Stream audio from an edge microphone into your workflow — one chunk at a time.
The Audio Track trigger fires once for every audio chunk a twin’s microphone publishes on the edge data bus. Each chunk is typically 20 ms of PCM audio — the workflow receives an infinite stream of small frames, not a single large buffer.
Audio Track does not limit the total stream length. A conference call, book reading, or any other continuous audio source runs indefinitely — each 20 ms chunk triggers the workflow independently.
Microphone (edge) → Zenoh data bus → Audio Track Trigger → [Audio Assistant / Call Model / ...]
The Audio Track trigger is edge-only. It hooks into the Cyberwave SDK’s @cw.on_audio(twin_uuid) decorator and receives decoded PCM samples from the local Zenoh data bus — no cloud round-trip.
FIFO buffer mode: vad (32 ms), wake-word (80 ms), stt (4 s), or custom. See Buffer Presets.
buffer_size_s
Buffer Size (s)
1.0
No
Custom buffer duration. Only used when preset is custom.
min_samples
Skip Empty Audio
1
No
Minimum samples a chunk must contain. Drops empty frames from device glitches. See Safety Guards.
max_chunk_seconds
Max Single Chunk Length (s)
10
No
Maximum duration of a single chunk in seconds. Drops oversized buffers from device stalls. See Safety Guards.

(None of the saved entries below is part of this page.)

PR #353, opened 2016-01-20
Refactor parseg var

derekparker:
Builds on top of https://github.com/derekparker/delve/pull/346, will need to be rebased.

### DIFF
--- a/proc/breakpoints.go
+++ b/proc/breakpoints.go
@@ -1,6 +1,11 @@
 package proc
 
-import "fmt"
+import (
+	"fmt"
+	"go/ast"
+	"go/constant"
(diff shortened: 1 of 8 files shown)


aarzilli:
This is loading and parsing a lot more than `parseG` needs but I ran the benchmarks and it's actually faster than the old `parseG` anyway (probably because we aren't getting type info directly from dwarf) so it doesn't matter.

Looks good.

derekparker:
@aarzilli it should just have parity with the original implementation. There are certainly fields we're parsing we don't need that could be removed.

aarzilli:
Merged.

PR #362, opened 2016-01-23
proc: replace debug/dwarf with golang.org/x/debug/dwarf

### LINKED ISSUE #356: Debugger returns only only first Item from slice
https://github.com/go-lang-plugin-org/go-lang-idea-plugin/issues/2266
The following code snippet demonstrates the problem:
```go
package main

import "fmt"

type Item struct {
	Name   string
	Route  string
	Active int
}

type Menu []Item

func main() {
	mainMenu := Menu{
		{Name: "home", Route: "/", Active: 1},
		{Name: "About", Route: "/about", Active: 1},
		{Name: "Login", Route: "/login", Active: 1},
	}

	fmt.Println(mainMenu)
	
}
```
image
image

aarzilli:
Typedefs that resolve to slices are not recorded in DWARF as typedefs
but instead as structs in a way that there is no way to know they
are really slices using `debug/dwarf`.
Using `golang.org/x/debug/dwarf` instead this problem is solved and
as a bonus some types are printed with a nicer names: (`struct string`
→ `string`, `struct []int` → `[]int`, etc)

 Fixes #356


aarzilli:
Looks like `golang.org/x/debug/dwarf` does not work with go 1.6 beta 2.

aarzilli:
Actually it looks like delve has problems with 1.6 in general, it's just that no other test is triggering it, see: https://github.com/aarzilli/delve/tree/oops16

aarzilli:
The problem was that `dwarf/frame` incorrectly assumes that all dwarf sections are big endian. That's not the case, I copied the trick that `debug/dwarf` uses to determine endianness and used it for `dwarf/frame`.

I don't know why this only manifested with go 1.6b2, it could be that only <= 1.5 did not emit any endian-relative opcode in debug_frame or it could be that only 1.6 + the changes to testvariables3 created a frame large enough to coax the compiler to output a `DW_CFA_advance_loc2`.

derekparker:
@aarzilli now that the Windows PR has landed, can you update this branch with any Windows specific files that need to be updated as well.

lukehoban:
Unfortunately, it looks like there is no PE support in golang.org/x/debug yet.  Not clear whether that is a point in time issue or why PE and Plan9Obj support is missing from [golang.org/x/debug](https://godoc.org/golang.org/x/debug) (both were available in [debug](https://golang.org/pkg/debug/)).

 Perhaps in the meantime, something like https://github.com/golang/go/blob/master/src/debug/pe/file.go#L297 can be inlined into `proc_windows.go` to extract the `golang.org/x/debug/dwarf` data from the PE?

aarzilli:
Rebased and updated, we can get around `golang.org/x/debug` not having `pe` easily.

derekparker:
Merged.

Issue #363, opened 2016-01-24
Remaining Windows work


derekparker:
- [x] **TestDebugLinePrologueParser**
  Only on some  machines and Go versions.  Appears to be because of buffers in the debugline data which are larger than they should be in Windows binaries?  I suspect there is a bug in the Go compiler on Windows that we'll need to work around.
- [x] **TestNextConcurrent flakiness**
  Occasional occurrences of the following errors:
  `proc_test.go:355: Program did not continue to correct next location expected 11 was parallel_next.go:10`
  `proc_test.go:355: Program did not continue to correct next location expected 11 was parallel_next.go:8`
  `proc_test.go:355: Program did not continue to correct next location expected 10 was parallel_next.go:8`
  `proc_test.go:410: Program did not continue to correct next location expected 11 was parallel_next.go:10`
  `proc_test.go:403: Initial breakpoint triggered twice for the same goroutine`
- [x] **Attach is not supported**
  Should also add test coverage for attach on all platforms.
- [x] **TestNextNetHTTP is disabled on Windows**
  Temporarily disabled this test, need to investigate the failure.
- [ ] **Should we load symbols on Windows?**
  Thread information is not displayed nicely for most non-active threads because the PC on those threads is in ntdll or other dynamically loaded code. To address this, we would need to load symbols on Windows and merge that information with the DWARF symbols. This should be possible, but worth discussing before implementing.
- [x] **thread.halt() may need to actually halt threads in some cases**
  See comment in implementation.
- [x] **Can we remove canContinue?**
  dbp.Step currently relies on checking this, but would be nice to factor it to not need this concept in addition to blocked and stopped.
- [x] **Infrequent failures in TestBreakPointCount**
  Pretty infrequent occurence, and seemingly always with 101 + 99.  So it appears that one of the breakpoint hits is getting recorded as being on the wrong thread. 

Once merged, we will also want to do:
- [x] **Add Appveyor project tracking derekparker/delve and badge in README**
- [x] **Update docs with info on building/running on Windows**
  Mostly just MinGW requirement which is likely not present for many Windows Go users.

lukehoban:
> **Update docs with info on building/running on Windows.** Mostly just MinGW requirement which is likely not present for many Windows Go users.

This is updated in the wiki now at https://github.com/derekparker/delve/wiki/Building#windows.

uuf6429:
@lukehoban Regarding the wiki update, there are at least two issues:
1. This is not valid for Windows:
[...]

PR #364, opened 2016-01-24
proc:  reenable TestNextNetHTTP on Windows

lukehoban:
Explicitly use `localhost` in HTTP test as required by Windows.

Part of #363.


derekparker:
Merged, thanks.

PR #365, opened 2016-01-24
proc: step now goes to next line, including funcs

### LINKED ISSUE #360: Step into function
We should replace the default behavior of `step` to be step into function, and have another command for stepping a single CPU instruction.

derekparker:
This patch modifies the `step` command to step to the next source line,
stepping into any function encountered along the way.

Fixes #360

### DIFF
--- a/_fixtures/teststep.go
+++ b/_fixtures/teststep.go
@@ -1,0 +1,15 @@
+package main
+
+import (
+	"fmt"
+	"runtime"
+)
+
+func callme() {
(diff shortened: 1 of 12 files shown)


derekparker:
Not mentioned in commit msg, but it also introduces the `step-instruction` command, which has parity with how `step` used to work (steps exactly 1 cpu instruction).

cc: @aarzilli

aarzilli:
LGTM

PR #375, opened 2016-01-26
[service/debugger] Case-insensitive paths on Windows

### LINKED ISSUE #370: Breakpoint Locations should be case insensitve on Windows
I'm looking to add support for Delve to the Zeus IDE and came across the following issue.

As a test I create a Windows test Go application here:

    C:\Go\src\github.com\jussij\DelveTest\main.go

When I tried to set a breakpoint in that file at line 15 it failed because of the Windows (i.e non unix) format of the file name.
    
    break C:\Go\src\github.com\jussij\DelveTest\main.go:15

That was easy enough to to fix so I made a change to issue this command instead:

    break C:/Go/src/github.com/jussij/DelveTest/main.go:15

But that also failed as shown below:

    break C:/Go/src/github.com/jussij/DelveTest/main.go:15
    Command failed: Location "C:/Go/src/github.com/jussij/DelveTest/main.go:15" not found

I think the reason it is failing is because at line 315 in this delve file:

    C:\Go\src\github.com\derekparker\delve\service\debugger\locations.go

The file lookup code below is failing to find that file:

    func (loc *NormalLocationSpec) Find(d *Debugger, scope *proc.EvalScope, locStr string) ([]api.Location, error) {
        funcs := d.process.Funcs()
        files := d.process.Sources()

Then after lots of head scratching I found out that this command works:

    break c:/go/src/github.com/jussij/DelveTest/main.go:15
    Breakpoint 1 set at 0x401240 for main.main c:/go/src/github.com/jussij/DelveTest/main.go:15

I suspect this error is somehow related to the Windows file system being case in-sensitive where as the Linix file system is case sensitive and Delve is coded for Linux.

But what has me confused is the file correctly named on the Windows disk is as follows:

    C:\Go\src\github.com\jussij\DelveTest\main.go

Which gives this Unix version:

    C:/Go/src/github.com/jussij/DelveTest/main.go

Yet the break command is expecting this:

    c:/go/src/github.com/jussij/DelveTest/main.go:15

If run the delve sources command I get this:

    sources
    <autogenerated>
    c:/go/src/errors/errors.go
    c:/go/src/fmt/doc.go
    c:/go/src/fmt/format.go
    c:/go/src/fmt/print.go
    c:/go/src/fmt/scan.go
    c:/go/src/github.com/jussij/DelveTest/main.go
    ..............

So where did that lower case version of the c:/go/ folder come from?

If this is a case sensitivity issue, could the Windows file test be made case insensitive?

For example if all the sources where made lower case that would be easy enough to also do that at the IDE side:

    c:/go/src/github.com/jussij/delvetest/main.go

Zeus also talks to Subversion (which is also file case sensitive) and that behavior has cause no amount of trouble, only because users on Windows get into the habit of not worry about the case of files as Windows does not care.

lukehoban:
Fixes #370.

The policy on path normalization after this change is roughly:

* `service/debugger` takes care of normalizing any path inputs from the user before using in comparisons
* `proc` package assumes normalized file names

This feels right, but other options might be available.  For example, normalization could be pushed all the way down into proc and any other code that handles paths.  Unfortunately `(*debug.gosym.Table).LineToPC` doesn't normalize it's input, so there would need to be a wrapper around that to do the normalization.

### DIFF
--- a/proc/proc.go
+++ b/proc/proc.go
@@ -160,8 +160,8 @@ func (dbp *Process) LoadInformation(path string) error {
 }
 
 // FindFileLocation returns the PC for a given file:line.
+// Assumes that `file` is normailzed to lower case and '/' on Windows.
 func (dbp *Process) FindFileLocation(fileName string, lineno int) (uint64, error) {
-	fileName = filepath.ToSlash(fileName)
 	pc, _, err := dbp.goSymTable.LineToPC(fileName, lineno)
 	if err != nil {
 		return 0, err
--- a/proc/test/support.go
+++ b/proc/test/support.go
@@ -7,8 +7,9 @@ import (
 	"os"
 	"os/exec"
 	"path/filepath"
-	"testing"
 	"runtime"
+	"strings"
+	"testing"
 )
 
 // Fixture is a test binary.
@@ -64,7 +65,10 @@ func BuildFixture(name string) Fixture {
 
 	source, _ := filepath.Abs(path)
 	source = filepath.ToSlash(source)
-	
+	if runtime.GOOS == "windows" {
+		source = strings.ToLower(source)
+	}
+
 	Fixtures[name] = Fixture{Name: name, Path: tmpfile, Source: source}
 	return Fixtures[name]
 }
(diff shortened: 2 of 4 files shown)


jussij:
I merged in these changes and my initial testing shows those changes have fixed this issue.

Good stuff ;)

derekparker:
Merged.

For most use cases — including long conference calls, book readings, and continuous monitoring — the defaults work out of the box. You do not need to change any advanced settings.
The microphone sends audio in tiny 20 ms chunks. Most downstream nodes need a larger buffer to work correctly. The Buffer Preset parameter controls how many chunks are accumulated before emitting:
Preset
Duration
Samples (@ 16 kHz)
Use Case
vad
32 ms
512
Audio Assistant / Silero VAD (default)
wake-word
80 ms
1,280
Wake Word Engine (OpenWakeWord internal frame size)
stt
4 s
64,000
Whisper / STT models
custom
User-defined
int(16000 × buffer_size_s)
Any custom duration
Choose Wake Word Engine (80 ms) when feeding directly into a Wake Word Engine node. This matches OpenWakeWord’s internal processing frame of 1280 samples, giving optimal detection latency with no internal re-buffering.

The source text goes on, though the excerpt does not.